Mr. Obama made outreach to the Muslim Brotherhood the centerpiece of his Middle East policy.  This was odd, because the Muslim Brothers (Ikhwan Muslimi), who grew prominent through alliance with Adolf Hitler, have the same goal as al Qaida — a world-wide "caliphate" governed by Islamic law.

Because the Muslim Brothers have been less overtly violent in pursuit of it, Mr. Obama considered them "moderate" Islamists, who would moderate still further if invited to participate in the democratic process.  He was by no means alone in assuming this.

"Most of our political and policy class is deeply steeped in these beguiling fantasies about how the world works," said Bard College Prof. Walter Russell Mead.

But like their Nazi mentors, the Ikhwan believe in one man, one vote, one time.
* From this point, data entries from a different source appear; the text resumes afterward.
PR #2789, opened 2019-11-13
IR: refactor the DefaultArgumentStubGenerator lowering

pyos:


compiler/ir/backend.common/src/org/jetbrains/kotlin/backend/common/lower/DefaultArgumentStubGenerator.kt
```diff
@@ -109,15 +105,11 @@ open class DefaultArgumentStubGenerator(
...
-                    endOffset = irFunction.endOffset,
-                    type = context.irBuiltIns.unitType,
-                    symbol = irFunction.symbol,
-                    typeArgumentsCount = newIrFunction.parentAsClass.typeParameters.size + newIrFunction.typeParameters.size
-                ).apply {
+                is IrConstructor -> +irDelegatingConstructorCall(irFunction).apply {
                     passTypeArgumentsFrom(newIrFunction.parentAsClass)
-                    passTypeArgumentsFrom(newIrFunction)
+                    // This is for Kotlin/Native, which differs from the other backends in that constructors
+                    // apparently do have type parameters and dispatch receivers:
```
gogabr: Constructors can have their own type parameters in Java, but this is irrelevant in this case, since there are no default parameters in Java.
Have you seen constructors with type parameters in Native code? I never heard about those.

pyos: Not sure about type parameters, actually, I've left this line in just in case. (There are definitely constructors with receivers, though.)

compiler/ir/backend.common/src/org/jetbrains/kotlin/backend/common/lower/DefaultArgumentStubGenerator.kt
```diff
@@ -240,106 +228,73 @@ open class DefaultParameterInjector(
...
+
+        val stubOverride = declaration.generateDefaultsFunction(context, skipInline, skipExternalMethods) ?: return null
+        // We *have* to resolve the fake override here since on the JVM, a default stub for a function implemented
+        // in an interface does not leave an abstract method after being moved to DefaultImpls (see InterfaceLowering).
+        // Calling the fake override on an implementation of that interface would then result in a call to a method
+        // that does not actually exist as DefaultImpls is not part of the inheritance hierarchy.
+        val stubFunction = if (stubOverride is IrSimpleFunction) stubOverride.resolveFakeOverride()!! else stubOverride
+        log { "$declaration -> $stubFunction" }
+
+        val realArguments = declaration.valueParameters.size
```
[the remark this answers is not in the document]
pyos: done

compiler/ir/backend.common/src/org/jetbrains/kotlin/backend/common/lower/DefaultArgumentStubGenerator.kt
gogabr: Then I suggest leaving this line, as it makes no harm anyway, but removing the comment, because it seems misleading.

pyos: Edited the comment to mention that there are probably no type parameters.

gogabr:
Will merge as soon as the big test run completes. Thank you!

compiler/ir/backend.common/src/org/jetbrains/kotlin/backend/common/lower/DefaultArgumentStubGenerator.kt
```diff
@@ -415,181 +308,78 @@ class DefaultParameterCleaner constructor(val context: CommonBackendContext) : F
...
+        generateDefaultsFunctionImpl(context, IrDeclarationOrigin.FUNCTION_FOR_DEFAULT_PARAMETER).also {
+            context.ir.defaultParameterDeclarationsCache[this] = it
+        }
+    this is IrSimpleFunction -> {
+        // If this is an override of a function with default arguments, produce a fake override of a default stub.
+        val overriddenStubs = overriddenSymbols.mapNotNull {
+            it.owner.generateDefaultsFunction(context, skipInlineMethods, skipExternalMethods)?.symbol as IrSimpleFunctionSymbol?
         }
+        if (overriddenStubs.isNotEmpty())
+            generateDefaultsFunctionImpl(context, IrDeclarationOrigin.FAKE_OVERRIDE).also {
```
pyos: I just realized that both the original version and the refactored one would generate fake overrides with all arguments non-nullable, as only the implementation had `defaultValue`s on the original function's arguments. This does not actually affect anything because `parametersForCall` resolves fake overrides, but it may be something to keep in mind.

gogabr: Thanks, indeed, it makes sense to remember this.

PR #2790, opened 2019-11-14
KT-33384 Intention to switch between single-line/multi-line lambda

t-kameyama:
https://youtrack.jetbrains.com/issue/KT-33384


idea/src/org/jetbrains/kotlin/idea/intentions/ConvertLambdaLineIntention.kt
```diff
@@ -0,0 +1,43 @@
...
+sealed class ConvertLambdaLineIntention(private val toMultiLine: Boolean) : SelfTargetingIntention<KtLambdaExpression>(
+    KtLambdaExpression::class.java, "Convert to ${if (toMultiLine) "multi" else "single"}-line"
+) {
+    override fun isApplicableTo(element: KtLambdaExpression, caretOffset: Int): Boolean {
+        val functionLiteral = element.functionLiteral
+        val body = functionLiteral.bodyBlockExpression ?: return false
+        val startLine = functionLiteral.getLineNumber(start = true)
+        val endLine = functionLiteral.getLineNumber(start = false)
+        return toMultiLine && startLine == endLine
+                || !toMultiLine && startLine != endLine && body.statements.size <= 1 && body.allChildren.none { it is PsiComment }
```
darthorimar: Why skipping all lambdas with comments? Just skipping single-line comments is enough

idea/testData/intentions/convertLambdaToMultiLine/simple4.kt.after
```diff
@@ -0,0 +1,6 @@
+// WITH_RUNTIME
+fun test(list: List<String>) {
+    list.forEach { item ->
+        /* aaa */ println(item); println(item) /* bbb */
```
darthorimar: Let's move every statement inside lambda to its own line in such cases as we already have multi-line lambda

idea/src/org/jetbrains/kotlin/idea/intentions/ConvertLambdaLineIntention.kt
```diff
@@ -0,0 +1,43 @@
...
+
+import com.intellij.openapi.editor.Editor
+import com.intellij.psi.PsiComment
+import org.jetbrains.kotlin.idea.refactoring.getLineNumber
+import org.jetbrains.kotlin.psi.KtLambdaExpression
+import org.jetbrains.kotlin.psi.KtPsiFactory
+import org.jetbrains.kotlin.psi.psiUtil.allChildren
+
+sealed class ConvertLambdaLineIntention(private val toMultiLine: Boolean) : SelfTargetingIntention<KtLambdaExpression>(
+    KtLambdaExpression::class.java, "Convert to ${if (toMultiLine) "multi" else "single"}-line"
```
darthorimar: Better add "lambda" (e.g,  "Convert to multi-line lambda") to the end of the title as it's not quite obvious for the user what should that intension do in case when many intentions are suggested to the user

darthorimar:
Thank you!

PR #2791, opened 2019-11-14
JVM_IR: keep the $default suffix for stubs for @JvmName functions

pyos:
Technically a backwards compatibility problem, as the new backend *consistently* renamed `f$default` on `f` with `@JvmName("g")` to `g` instead of `g$default`, so it all worked out. However, this breaks when encountering libraries compiled with the non-IR backend.


udalov:
@pyos Thank you!

Lowering `@JvmName` indeed could be useful. This was also brought up in https://github.com/JetBrains/kotlin/pull/2787#discussion_r346743142.

PR #2795, opened 2019-11-15
PSI2IR: generate IrEnumConstructorCalls with correct return type

pyos:
Normally, the fact that is was Unit was not visible as enum constructors are lowered to normal class constructors anyway. The exception is when the arguments are reordered, causing the incorrect return type to leak into the block that holds temporary variables.


dnpetrov:
Sorry for a delay. I'll run tests and push manually.

dnpetrov:
Pushed manually.

PR #3673, opened 2020-08-26
FIR2IR: convert adapted callable reference with vararg

jsjeon:
This is the follow-up of https://github.com/JetBrains/kotlin/pull/3614, where I said:

> Note that, in this PR, only the adaptation on reference type is done. For some other cases, we will need a different conversion for such adapted callable reference, which will reuse #3599.

That PR adapted callable reference type with `vararg` such that the reference can be used in a different form at the use site. This PR now converts such adapted callable reference. All necessary pieces of callable reference conversion were done at #3599. This PR just extends how value argument from the adapter function can be mapped to `vararg` parameter in the adaptee.


mglukhikh (approved):

jsjeon:
Oops, noticed the typo in the commit message, thanks to your title change. 👍  Updated the commit message as well.

PR #3674, opened 2020-08-26
KT-41338 False positive "Redundant 'asSequence' call" when Map.Entry properties are used.

t-kameyama:
https://youtrack.jetbrains.com/issue/KT-41338


vladimirdolzhenko:
LGTM

PR #3675, opened 2020-08-26
Add Window.isSecureContext declaration (KT-41366)

SerVB:
Hi! I guess this closes <https://youtrack.jetbrains.com/issue/KT-41366>. Could you take a look?


trilis:
Hi! Thanks for PR, but unfortunately this part of stdlib is auto-generated from WebIDL specifications, so I can't accept this PR. However, WebIDL specification in question (https://w3c.github.io/webappsec-secure-contexts/#idl-index) is quite small and simple, so I'll try to add it to our sources later.

PR #3676, opened 2020-08-26
Split changelog to reduce file size (KT-41399)

SerVB:
A possible solution is in this PR.


4u7:
Looks like this is already done in master

PR #3679, opened 2020-08-28
JVM IR: Fixes for nested inner classes

sfs:
- Fix the lookup for the `this` reference in `InnerClassesLowering`. The fix was found by @pyos. This previously caused problems with the compilation of nested inner classes, see the added test.
- Create fields for captured values as package private, same as in the JVM backend. Otherwise, nested inner classes would require accessors. There were also some cases where the fields needed to be package private instead of private anyway, see the unmuted tests.


udalov:
Thanks!
Regarding the second issue, we initially [thought](https://youtrack.jetbrains.com/issue/KT-36987#focus=Comments-27-3984332.0-0) that generating them as private in the old backend would be more "correct", but we missed that that would lead to more synthetic accessors which is completely unnecessary.

PR #3680, opened 2020-08-28
JVM_IR: extract initializer statements into a separate method

pyos:
if they need to be executed from multiple constructors.

This reduces code size, removes the need to move classes out of initializers, and fixes a case where copying causes a single lambda to be inlined into two locations (KT-41465).


udalov:
Nice idea, but if such initializer contains a final field assignment, it leads to `putfield` outside of the constructor. [JVMS11 §6.5](https://docs.oracle.com/javase/specs/jvms/se11/html/jvms-6.html#jvms-6.5.putfield) says:

> If the field is final, it must be declared in the current class, and the instruction must occur in an instance initialization method of the current class (§2.9.1).

Although the latest HotSpot verifier seems to accept such bytecode, it might break in the future. For example, the symmetric `putstatic`/`<clinit>` case was tolerated for a long time, but verifier started to enforce it in JDK 9.

udalov:
Oh, in fact verifier enforces the `putfield`/`<init>` rule as well, but for class files with version >= 53. So this example:
```
class A {
    val s: String

    constructor(s: String) {}
    constructor(x: Int) {}

    init {
        s = "OK"
    }
}

fun main() {
    println(A("").s)
}
```
fails if compiled with `-jvm-target 9` or later, and run on the corresponding JDK:
```
java.lang.IllegalAccessError: Update to non-static final field A.s attempted from a different method ($init) than the initializer method <init>
	at A.$init(2.kt:8)
	at A.<init>(2.kt:4)
```

pyos:
Ah, so that's why it wasn't done before...obvious in hindsight. Oh well, I suppose KT-41465 can also be fixed by having JvmLocalClassPopupLowering extract classes from inline lambdas too.

PR #3682, opened 2020-08-29
FIR2IR: handle more vararg spreads for adapted callable references

jsjeon:
Since https://github.com/JetBrains/kotlin/pull/3673, we can convert adapted callable reference with `vararg`, but only for a one-to-one mapping, like passing a parameter in the adapter of either array type or element type to the adaptee. However, as described in https://github.com/JetBrains/kotlin/pull/3614, there are more cases: no parameter passing (which is like passing an empty array to the `vararg` parameter) or multiple elements (a.k.a. spread). This PR extends/fixes the way https://github.com/JetBrains/kotlin/pull/3673 spreads parameter(s).


mglukhikh (approved):

mglukhikh:
Merged manually 👍

PR #3684, opened 2020-08-31
JVM IR: Fix mangling for suspend functions with inline class params (KT-41374)

sfs:


udalov:
Thanks. Looks good as a temporary solution. I'll check the remote run and merge.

"President Morsi and his now-deposed Muslim Brotherhood government weren’t practicing democracy," said Leslie Gelb, a former president of the Council on Foreign Relations.  "They were co-opting the laws and slowly destroying all possible opposition."

The price of hubris has been high.

"Even in the Middle East, it is hard to get yourself hated all at once by Islamists, the military, the Arab Street, Christian minorities, and secular reformists," said the historian Victor Davis Hanson. "In Egypt, the Obama administration has somehow managed all that and more."

The collapse of his Mideast policy into "an ugly and incoherent mess" has given the president a "rude awakening," Prof. Mead said.

Better late than never.  But many who shared the president’s illusions slumber on.

Many politicians and journalists are "appalled by complexities," so they "wear blinders" to Middle East realities, said Mr. Gelb.

The reality is the bloody struggle in Egypt will get bloodier, and at the end of it either the military or the Muslim Brotherhood will rule.  An Ikhwan victory would be catastrophic for Egypt and for the U.S.

Journalists report on the bloodshed, but neglect "Morsi’s strangling of opposition rights," Mr. Gelb said.  "Elections, whatever the realities, are great. Coups, whatever the realities, are bad. End of story."

When the military shoots "civilians" (the 9/11 hijackers were civilians, too) it’s big news.  When the Ikhwan murder policemen, assassinate generals, burn Christian churches, not so much.

"It would be nice to live in a world in which we could conduct a foreign policy that aims at the realization of our dreams," wrote Bret Stephens in the Wall Street Journal.  "A better foreign policy would be conducted to keep our nightmares at bay."

Those who wag their fingers at Egypt’s military should ask themselves if it is worse for the military to overthrow a democratically elected government that is undemocratic, or for a democratically elected government to destroy democracy, Mr. Gelb said.

The worst thing we could do would be to cut off military assistance, "thereby humiliating the Egyptian government and driving the relationship into crisis," he said.

Then the finger waggers should ask themselves what the U.S. response should be if aid is withdrawn, and Egypt retaliates by forming an alliance with Russia.  More finger wagging?

Moral posturing is a lot easier than asking the hard questions, much less finding answers for them.  But the consequences are frightful.

"Barack Obama promised that if he were elected president he would ‘remake’ the world," said Peter Wehner of Commentary magazine. "He has; and America is paying a terrible price for it."

Jack Kelly is a former Marine and Green Beret and a former deputy assistant secretary of the Air Force in the Reagan administration. He is national security writer for the Pittsburgh Post-Gazette.